# MATERIAL FOR THIS EXERCISE

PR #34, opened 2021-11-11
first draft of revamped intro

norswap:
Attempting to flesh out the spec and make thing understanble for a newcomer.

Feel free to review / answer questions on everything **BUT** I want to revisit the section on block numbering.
...
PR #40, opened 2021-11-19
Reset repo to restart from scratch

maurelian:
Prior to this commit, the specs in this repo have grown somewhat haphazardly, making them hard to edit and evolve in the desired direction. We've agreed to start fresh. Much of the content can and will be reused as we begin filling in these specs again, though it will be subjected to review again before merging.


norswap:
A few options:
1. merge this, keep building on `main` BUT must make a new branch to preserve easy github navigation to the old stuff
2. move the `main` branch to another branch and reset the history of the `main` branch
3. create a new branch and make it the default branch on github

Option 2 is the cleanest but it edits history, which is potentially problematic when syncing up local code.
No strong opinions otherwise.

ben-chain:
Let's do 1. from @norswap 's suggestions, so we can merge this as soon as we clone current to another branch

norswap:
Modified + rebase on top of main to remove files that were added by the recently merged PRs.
--
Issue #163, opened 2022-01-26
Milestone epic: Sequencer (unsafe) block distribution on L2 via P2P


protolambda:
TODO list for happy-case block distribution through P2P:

# TASK ITEM
Copy every single line of the material above that holds "another".

# ANSWER AREA
2. move the `main` branch to another branch and reset the history of the `main` branch
Let's do 1. from @norswap 's suggestions, so we can merge this as soon as we clone current to another branch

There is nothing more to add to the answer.